=== Instructions to follow ===
Should the word "zero" occur in a line of the records, copy that line.

=== Provided material ===
****************
Issue #457, opened 2025-10-08
Dew/bubble point functions has stopped working for single substances??


B-LIE:
In the recent past, the following code worked in Clapeyron:

```julia
julia> using Clapeyron
julia> mod_H2O_pr = PR(["water"])

julia> T = 80 + 273.15
julia> p = 1e5

julia> bubble_pressure(mod_H2O_pr,T,1)
(43987.666751092685, 2.2280375877369628e-5, 0.06645941977413594, 1.0)

julia> bubble_temperature(mod_H2O_pr,p,1)
(374.2402124727243, 2.2697623673985157e-5, 0.030849393761972824, 1.0)
```
With the current version of Clapeyron, I get the following behavior:

```julia
julia> bubble_pressure(mod_H2O_pr,T,1)
ERROR: MethodError: no method matching moles_positivity(::Int64)
The function `moles_positivity` exists, but no method is defined for this combination of argument types.

Closest candidates are:
  moles_positivity(::AbstractVector{T}) where T<:Real
```

If I add a fictitious second component and set its amount to zero, I still get a result, though:
```julia
julia> mod_mix = PR(["water", "oxygen"])
PR{BasicIdeal, PRAlpha, NoTranslation, vdW1fRule} with 2 components:
 "water"
 "oxygen"
Contains parameters: a, b, Tc, Pc, Mw

julia> bubble_pressure(mod_mix,T,[1,0])
(43987.666751092685, 2.2280375877369628e-5, 0.06645941977413594, [1.0, 0.0])
```
**Q**: I assume this is a bug, right?

Sush1090:
Hello,

I think you have to pass the mole fraction always as a vector:

```julia
julia> using Clapeyron

julia>  mod_H2O_pr = PR(["water"]);

julia> T = 80 + 273.15;

julia>  p = 1e5
100000.0

julia> bubble_pressure(mod_H2O_pr,T,[1])
(43987.666751092685, 2.2280375877369628e-5, 0.06645941977413594, [1.0])
```

`mole_positivity` was in reference to #442

B-LIE:
> I think you have to pass the mole fraction always as a vector

Ah. That is a change from a previous version where a default value was given as SVector or something.

PR #603, opened 2026-07-08
fix #602

### LINKED ISSUE #602: Behavior of `bubble_pressure` changed for quasi-pure case
In v0.6.26, the `bubble_pressure` function (and maybe others) outputs y as vector of size one for quasi-pure input parameters (e.g. `x = [1,0]` for a binary system). Seems that the internal reduction is not reverted!?

MWE:
```julia
using Clapeyron
model = PR(["ethanol", "water"])
p, vl, vv, y = bubble_pressure(model, 300., [.5,.5])
@show y
p, vl, vv, y = bubble_pressure(model, 300., [1.,0.])
@show y
```
Ouptut v0.6.25
```
y = [0.5693552964625188, 0.43064470353748113]
y = [1.0, 0.0]
```
Ouptut v0.6.26
```
y = [0.5693552964625188, 0.43064470353748113]
y = [1.0]
```
Is this intended?

abcdvvvv:
The original purpose of `27f8ca85ded7b9cf1b73ea118119c6495eb2d563` was to fix a type inconsistency regarding the fourth return value (a vector) across the "fast path" and "general path" for the four functions:
- `bubble_pressure`
- `bubble_temperature`
- `dew_pressure`, and 
- `dew_temperature` 

when `length(_model_r) == 1`. The general path returns a `Vector{eltype(x)}`, whereas the fast path originally returned the input vector `x` as-is; since `x` could be a `StaticVector`, this created a mismatch with the `Vector` type returned by the general path, leading to unstable type inference by the compiler.

This commit preserves that fix for type stability and also resolves the issue of inconsistent return vector lengths identified in #602.

Regression tests added.

### DIFF
--- a/src/methods/property_solvers/multicomponent/bubble_point.jl
+++ b/src/methods/property_solvers/multicomponent/bubble_point.jl
@@ -443,8 +443,7 @@ function bubble_pressure(model::EoSModel, T, x, method::ThermodynamicMethod)
     _model_r,idx_r = index_reduction(model,x)
     if length(_model_r)==1 && !is_pseudo_pure(model)
         (P_sat,v_l,v_v) = saturation_pressure(_model_r,T)
-        y = [one(eltype(x))]
-        return (P_sat,v_l,v_v,y)
+        return (P_sat,v_l,v_v,Vector{eltype(x)}(x))
     end
     x_r = x[idx_r]
     model_r = __tpflash_cache_model(_model_r,NaN,T,x,:vle)
@@ -643,8 +642,7 @@ function bubble_temperature(model::EoSModel, p, x, method::ThermodynamicMethod)
     _model_r,idx_r = index_reduction(model,x)
     if length(_model_r) == 1 && !is_pseudo_pure(model)
         (T_sat,v_l,v_v) = saturation_temperature(_model_r,p)
-        y = [one(eltype(x))]
-        return (T_sat,v_l,v_v,y)
+        return (T_sat,v_l,v_v,Vector{eltype(x)}(x))
     end
     x_r = x[idx_r]
     model_r = __tpflash_cache_model(_model_r,p,NaN,x,:vle)
--- a/src/methods/property_solvers/multicomponent/dew_point.jl
+++ b/src/methods/property_solvers/multicomponent/dew_point.jl
@@ -141,8 +141,7 @@ function dew_pressure(model::EoSModel, T, y, method::ThermodynamicMethod)
     _model_r,idx_r = index_reduction(model,y)
     if length(_model_r) == 1 && !is_pseudo_pure(model)
         (P_sat,v_l,v_v) = saturation_pressure(_model_r,T)
-        x = [one(eltype(y))]
-        return (P_sat,v_l,v_v,x)
+        return (P_sat,v_l,v_v,Vector{eltype(y)}(y))
     end
     y_r = y[idx_r]
     model_r = __tpflash_cache_model(_model_r,NaN,T,y,:vle)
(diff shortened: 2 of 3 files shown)


abcdvvvv:
Regarding the failed test, I saw `@test dew_pressure(vdw,T,1)[1] ≈ px rtol = 1e-6` in `Clapeyron.jl/test/test_methods_api_flash.jl:685`
So, in
```julia
function dew_pressure(model::EoSModel, T, y, method::ThermodynamicMethod)
```
, is allowing `y` to be a `Float64` type a design choice?

longemen3000:
See https://github.com/ClapeyronThermo/Clapeyron.jl/issues/457

abcdvvvv:
~You would likely need to refactor this function to support scalars.~

```julia
function dew_pressure(model::EoSModel, T, y, method::ThermodynamicMethod)
    moles_positivity(y)
    y = y/sum(y)
    T = float(T)
    verbose = get_verbosity(method)
    _model_r,idx_r = index_reduction(model,y)
    
    % ⬇ Since `_model_r` does not encode the model size in its type, this condition must be evaluated dynamically.
    % ⬇ The compiler therefore cannot eliminate the general path outside this fast path. It will infer the return type
    % ⬇ of both the fast path and the general path, and then merge them.
    if length(_model_r) == 1 && !is_pseudo_pure(model)
        (P_sat,v_l,v_v) = saturation_pressure(_model_r,T)
        x = [one(eltype(y))]
        return (P_sat,v_l,v_v,x)
    end

    ...

    (P_sat, v_l, v_v, x_r) = result
    
    % ⬇ The problem is here: `index_expansion` consistently returns a vector, which means that the fourth return value on the general path is always a vector.
    x = index_expansion(x_r,idx_r)
    converged = bubbledew_check(model,P_sat,T,v_l,v_v,x,y)
    
    ...

    if converged
        % ⬇ Here, `x` is always a vector. If the fast path is allowed to return a scalar `x`, the compiler will be unable to infer a concrete type for the returned `x`,
        % ⬇ resulting in return-type instability.
        return (P_sat, v_l, v_v, x)
    else
        nan = zero(v_l)/zero(v_l)
        x = x*nan
        return (nan,nan,nan,x)
    end
end
```

We prioritize performance and type stability; therefore, we should avoid supporting too many edge cases or widely divergent types (such as supporting both scalars and vectors simultaneously).

Personally, I do not favor supporting scalars, as it would significantly increase maintenance costs. You would have to deal with numerous type-stability issues arising from scalars—the problem encountered in this PR is a prime example.

Edited:

Okay, the scalar input requirement can be met without refactoring, but the return value must consistently be a vector.
We can replace

```julia
x = [one(eltype(y))]
return (P_sat,v_l,v_v,x)
```

with


```julia
x = y isa Real? [y] : Vector{eltype(y)}(y)
return (P_sat,v_l,v_v,x)
```
I guess.

longemen3000:
I agree with you, I want to remove that number support on the mole amounts, but sadly, that is a breaking change 🫤.

What can be done is something along the lines of

```
dew_pressure(model, T, x::Number, method::ThermodynamicMethod)
return dew_pressure(model, T, [x], method) 

function dew_pressure(model, T, x::AbstractVector, method::Thermodynamic Method) 
#actual impl
```
And restrict all other `dew_pressure` overloads to only support abstract vectors instead

abcdvvvv:
I agree with your suggestion in cases where any breaking changes need to be avoided.🥹

```
dew_pressure(model, T, x::Number, method::ThermodynamicMethod)
return dew_pressure(model, T, [x], method) 

function dew_pressure(model, T, x::AbstractVector, method::Thermodynamic Method) 
#actual impl
```

This overload is good. and suitable. I will do it later.

longemen3000:
> `dew_pressure(model, T, x::Number, method::ThermodynamicMethod) return dew_pressure(model, T, [x], method) function dew_pressure(model, T, x::AbstractVector, method::Thermodynamic Method) #actual impl`

i already did in in master, so i'm gonna merge this as is.

abcdvvvv:
Thanks.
****************
=== Task response ===
If I add a fictitious second component and set its amount to zero, I still get a result, though:
        nan = zero(v_l)/zero(v_l)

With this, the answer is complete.